• [REQUIRED ACTION] Word for word, restate all of the records.

• [SUPPLIED RECORDS]
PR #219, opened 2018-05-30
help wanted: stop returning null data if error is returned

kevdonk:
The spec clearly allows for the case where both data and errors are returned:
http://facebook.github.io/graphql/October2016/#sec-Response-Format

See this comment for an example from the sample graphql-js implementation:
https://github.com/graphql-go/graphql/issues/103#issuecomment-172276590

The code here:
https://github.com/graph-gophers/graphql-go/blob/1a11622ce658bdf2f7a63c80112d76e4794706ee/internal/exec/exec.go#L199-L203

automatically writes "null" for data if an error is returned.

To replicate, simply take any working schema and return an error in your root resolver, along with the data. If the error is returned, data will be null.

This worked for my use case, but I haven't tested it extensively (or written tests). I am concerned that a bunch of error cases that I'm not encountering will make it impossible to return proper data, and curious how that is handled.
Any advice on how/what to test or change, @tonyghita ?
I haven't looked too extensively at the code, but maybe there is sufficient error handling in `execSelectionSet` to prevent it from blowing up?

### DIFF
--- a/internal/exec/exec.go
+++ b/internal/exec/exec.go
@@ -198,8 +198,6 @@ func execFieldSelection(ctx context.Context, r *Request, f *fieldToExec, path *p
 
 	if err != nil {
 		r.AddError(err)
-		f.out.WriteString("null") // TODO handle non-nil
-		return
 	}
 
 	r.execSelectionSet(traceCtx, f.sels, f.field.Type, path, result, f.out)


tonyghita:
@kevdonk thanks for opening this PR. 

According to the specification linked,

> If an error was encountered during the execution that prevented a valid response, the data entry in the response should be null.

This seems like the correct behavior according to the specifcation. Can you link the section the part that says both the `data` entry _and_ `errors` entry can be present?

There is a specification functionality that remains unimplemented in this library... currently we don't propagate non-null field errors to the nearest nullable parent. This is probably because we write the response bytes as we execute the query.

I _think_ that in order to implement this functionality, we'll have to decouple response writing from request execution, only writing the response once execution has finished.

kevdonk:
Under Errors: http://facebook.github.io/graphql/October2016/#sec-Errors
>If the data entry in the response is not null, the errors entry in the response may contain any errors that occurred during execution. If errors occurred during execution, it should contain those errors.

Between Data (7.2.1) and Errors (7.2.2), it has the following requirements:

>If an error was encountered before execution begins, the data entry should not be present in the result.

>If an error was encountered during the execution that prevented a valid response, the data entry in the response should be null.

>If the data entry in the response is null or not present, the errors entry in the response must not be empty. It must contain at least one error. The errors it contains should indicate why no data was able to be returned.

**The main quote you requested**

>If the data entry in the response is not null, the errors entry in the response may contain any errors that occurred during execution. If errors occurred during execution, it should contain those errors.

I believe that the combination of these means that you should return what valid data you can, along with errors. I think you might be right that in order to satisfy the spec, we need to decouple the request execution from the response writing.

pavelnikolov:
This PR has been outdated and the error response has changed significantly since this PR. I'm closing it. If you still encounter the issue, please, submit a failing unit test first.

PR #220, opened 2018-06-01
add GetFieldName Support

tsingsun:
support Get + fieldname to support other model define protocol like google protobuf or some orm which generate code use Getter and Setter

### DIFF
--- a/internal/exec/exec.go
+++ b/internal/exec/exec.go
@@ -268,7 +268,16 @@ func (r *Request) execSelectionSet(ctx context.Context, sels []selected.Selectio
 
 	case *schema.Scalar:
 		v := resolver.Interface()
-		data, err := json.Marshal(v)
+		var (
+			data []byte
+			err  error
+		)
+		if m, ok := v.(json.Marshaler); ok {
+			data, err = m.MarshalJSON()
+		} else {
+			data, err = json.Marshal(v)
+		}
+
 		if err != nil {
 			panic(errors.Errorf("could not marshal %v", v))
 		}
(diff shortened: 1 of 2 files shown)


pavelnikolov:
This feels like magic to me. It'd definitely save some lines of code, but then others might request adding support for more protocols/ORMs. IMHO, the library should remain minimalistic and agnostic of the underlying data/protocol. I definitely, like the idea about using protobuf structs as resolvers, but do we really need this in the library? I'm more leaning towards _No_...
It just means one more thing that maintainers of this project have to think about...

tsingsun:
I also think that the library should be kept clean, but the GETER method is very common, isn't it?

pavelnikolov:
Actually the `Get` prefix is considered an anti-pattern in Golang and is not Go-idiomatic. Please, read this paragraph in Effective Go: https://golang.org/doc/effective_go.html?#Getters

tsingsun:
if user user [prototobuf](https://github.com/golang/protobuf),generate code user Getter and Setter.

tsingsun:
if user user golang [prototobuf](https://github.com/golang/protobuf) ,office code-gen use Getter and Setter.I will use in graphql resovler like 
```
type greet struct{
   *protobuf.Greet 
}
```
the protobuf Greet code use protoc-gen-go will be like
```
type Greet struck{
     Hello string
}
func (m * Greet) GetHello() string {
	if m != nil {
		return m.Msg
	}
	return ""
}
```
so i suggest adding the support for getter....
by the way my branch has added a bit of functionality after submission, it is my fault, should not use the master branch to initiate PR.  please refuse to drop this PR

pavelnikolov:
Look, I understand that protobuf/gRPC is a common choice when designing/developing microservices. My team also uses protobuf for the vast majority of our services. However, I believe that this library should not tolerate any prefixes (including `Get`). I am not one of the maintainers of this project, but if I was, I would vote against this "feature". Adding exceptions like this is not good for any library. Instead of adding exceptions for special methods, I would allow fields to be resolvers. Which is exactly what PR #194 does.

• [RESPONSE BOX]
PR #219, opened 2018-05-30
help wanted: stop returning null data if error is returned

kevdonk:
The spec clearly allows for the case where both data and errors are returned:
http://facebook.github.io/graphql/October2016/#sec-Response-Format

See this comment for an example from the sample graphql-js implementation:
https://github.com/graphql-go/graphql/issues/103#issuecomment-172276590

The code here:
https://github.com/graph-gophers/graphql-go/blob/1a11622ce658bdf2f7a63c80112d76e4794706ee/internal/exec/exec.go#L199-L203

automatically writes "null" for data if an error is returned.

To replicate, simply take any working schema and return an error in your root resolver, along with the data. If the error is returned, data will be null.

This worked for my use case, but I haven't tested it extensively (or written tests). I am concerned that a bunch of error cases that I'm not encountering will make it impossible to return proper data, and curious how that is handled.
Any advice on how/what to test or change, @tonyghita ?
I haven't looked too extensively at the code, but maybe there is sufficient error handling in `execSelectionSet` to prevent it from blowing up?

### DIFF
--- a/internal/exec/exec.go
+++ b/internal/exec/exec.go
@@ -198,8 +198,6 @@ func execFieldSelection(ctx context.Context, r *Request, f *fieldToExec, path *p
 
 	if err != nil {
 		r.AddError(err)
-		f.out.WriteString("null") // TODO handle non-nil
-		return
 	}
 
 	r.execSelectionSet(traceCtx, f.sels, f.field.Type, path, result, f.out)


tonyghita:
@kevdonk thanks for opening this PR. 

According to the specification linked,

> If an error was encountered during the execution that prevented a valid response, the data entry in the response should be null.

This seems like the correct behavior according to the specifcation. Can you link the section the part that says both the `data` entry _and_ `errors` entry can be present?

There is a specification functionality that remains unimplemented in this library... currently we don't propagate non-null field errors to the nearest nullable parent. This is probably because we write the response bytes as we execute the query.

I _think_ that in order to implement this functionality, we'll have to decouple response writing from request execution, only writing the response once execution has finished.

kevdonk:
Under Errors: http://facebook.github.io/graphql/October2016/#sec-Errors
>If the data entry in the response is not null, the errors entry in the response may contain any errors that occurred during execution. If errors occurred during execution, it should contain those errors.

Between Data (7.2.1) and Errors (7.2.2), it has the following requirements:

>If an error was encountered before execution begins, the data entry should not be present in the result.

>If an error was encountered during the execution that prevented a valid response, the data entry in the response should be null.

>If the data entry in the response is null or not present, the errors entry in the response must not be empty. It must contain at least one error. The errors it contains should indicate why no data was able to be returned.

**The main quote you requested**

>If the data entry in the response is not null, the errors entry in the response may contain any errors that occurred during execution. If errors occurred during execution, it should contain those errors.

I believe that the combination of these means that you should return what valid data you can, along with errors. I think you might be right that in order to satisfy the spec, we need to decouple the request execution from the response writing.

pavelnikolov:
This PR has been outdated and the error response has changed significantly since this PR. I'm closing it. If you still encounter the issue, please, submit a failing unit test first.

PR #220, opened 2018-06-01
add GetFieldName Support

tsingsun:
support Get + fieldname to support other model define protocol like google protobuf or some orm which generate code use Getter and Setter

### DIFF
--- a/internal/exec/exec.go
+++ b/internal/exec/exec.go
@@ -268,7 +268,16 @@ func (r *Request) execSelectionSet(ctx context.Context, sels []selected.Selectio
 
 	case *schema.Scalar:
 		v := resolver.Interface()
-		data, err := json.Marshal(v)
+		var (
+			data []byte
+			err  error
+		)
+		if m, ok := v.(json.Marshaler); ok {
+			data, err = m.MarshalJSON()
+		} else {
+			data, err = json.Marshal(v)
+		}
+
 		if err != nil {
 			panic(errors.Errorf("could not marshal %v", v))
 		}
(diff shortened: 1 of 2 files shown)


pavelnikolov:
This feels like magic to me. It'd definitely save some lines of code, but then others might request adding support for more protocols/ORMs. IMHO, the library should remain minimalistic and agnostic of the underlying data/protocol. I definitely, like the idea about using protobuf structs as resolvers, but do we really need this in the library? I'm more leaning towards _No_...
It just means one more thing that maintainers of this project have to think about...

tsingsun:
I also think that the library should be kept clean, but the GETER method is very common, isn't it?

pavelnikolov:
Actually the `Get` prefix is considered an anti-pattern in Golang and is not Go-idiomatic. Please, read this paragraph in Effective Go: https://golang.org/doc/effective_go.html?#Getters

tsingsun:
if user user [prototobuf](https://github.com/golang/protobuf),generate code user Getter and Setter.

tsingsun:
if user user golang [prototobuf](https://github.com/golang/protobuf) ,office code-gen use Getter and Setter.I will use in graphql resovler like 
```
type greet struct{
   *protobuf.Greet 
}
```
the protobuf Greet code use protoc-gen-go will be like
```
type Greet struck{
     Hello string
}
func (m * Greet) GetHello() string {
	if m != nil {
		return m.Msg
	}
	return ""
}
```
so i suggest adding the support for getter....
by the way my branch has added a bit of functionality after submission, it is my fault, should not use the master branch to initiate PR.  please refuse to drop this PR

pavelnikolov:
Look, I understand that protobuf/gRPC is a common choice when designing/developing microservices. My team also uses protobuf for the vast majority of our services. However, I believe that this library should not tolerate any prefixes (including `Get`). I am not one of the maintainers of this project, but if I was, I would vote against this "feature". Adding exceptions like this is not good for any library. Instead of adding exceptions for special methods, I would allow fields to be resolvers. Which is exactly what PR #194 does.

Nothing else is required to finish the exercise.